Using Abstract Algebra To Understand Basic Combinatorics

Pascal’s triangle has many fascinating properties. One of them is for any given prime number p, the number of k-element subsets (0< k < p) of a p-element set is divisible by p:

[tex]p | \binom{p}{k}\qquad \qquad \qquad (*)[/tex]

You can think for a while how would you prove it. There might well be an elementary combinatorial proof of [tex](*)[/tex], although I suspect that it would be rather long and tedious. Fortunately there exists a simple proof using a bit of algebra!:

If [tex]k=1[/tex] or [tex]k=p-1[/tex], then [tex]\binom{p}{k}[/tex] equals [tex]p[/tex], so the task is trivial. Suppose now that 1<k<p-1 we will use the following simple facts about a group G acting on a set X:

Fact 1. X is the disjoint union of the orbits of the action.
Fact 2. The size of an orbit divides the size of the group.
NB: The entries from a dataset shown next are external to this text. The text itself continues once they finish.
PR #16022, opened 2024-01-26
Refactor: change method name preconditions

balsa-sarenac:
Removed the `myConditions` and migrated all preconditions to either applicability or breaking changes.

### DIFF
--- a/src/Refactoring-Core/RBParameterRemoval.class.st
+++ b/src/Refactoring-Core/RBParameterRemoval.class.st
@@ -1,0 +1,60 @@
+"
+I am a common superclass for `InlineParameter` and `RemoveParameter` refactoring.
+I have the common state and methods that are shared between the two refactorings.
+"
+Class {
+	#name : 'RBParameterRemoval',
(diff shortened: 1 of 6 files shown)


balsa-sarenac:
Failing tests seem unrelated

src/Refactoring-Core/RBParameterRemoval.class.st
```diff
@@ -0,0 +1,60 @@
+"
+I am a common superclass for `InlineParameter` and `RemoveParameter` refactoring.
+I have the common state and methods that are shared between the two refactorings.
+"
+Class {
+	#name : 'RBParameterRemoval',
```
jecisc: Shouldn't the class ends with 'Refactoring' to be consistent with names?

balsa-sarenac: I was unsure about this. This one is abstract and will never be used as refactorings, it's just a class that holds state and behavior that are used in both subclasses. But, I've renamed it so should be ready to go now. Thanks!

PR #16020, opened 2024-01-25
Refactor refactoring preconditions

balsa-sarenac:
Continue migrating all preconditions to either applicability or breaking changes.

PR #16023, opened 2024-01-26
Refactor: VariableRefactoring doesn't override preconditions

balsa-sarenac:
This PR inverts `VariableRefactoring`s `preconditions` implementation.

Once you know what is an action, the above facts are almost immediate. To prove [tex](*)[/tex], consider the multiplicative cyclic group of size [tex]p-1[/tex],
[tex]G=\mathbb{F}_p^*=\langle\{1,\dots,p-1\},\cdot\rangle[/tex]
where [tex]m\cdot n[/tex] is calculated mod p.

Let X be the set of all k-element subsets of [tex]\{0,\dots,p-1\}[/tex] and let G act on X by [tex]gA=\{ga\mid a\in A\}.[/tex] Let us show that the orbit of any [tex]A\in X[/tex] contains more than one element. Suppose [tex]A\in X[/tex]. Since 1< k < p-1, there are non-zero elements [tex]m\in A[/tex] and [tex]n\in \{0,\dots, p-1\}\setminus A[/tex]. Moreover since G is a group, there exists [tex]g\in G[/tex] such that [tex]g\cdot m=n[/tex] if you think of m and n as elements of G. But this is the same as saying [tex]n\in gA[/tex], so the orbit of A contains some set that is not A, i.e. we proved what we wanted.
By Fact 2, the orbit has exactly size p and so Fact 1 implies that |X| is divisible by p.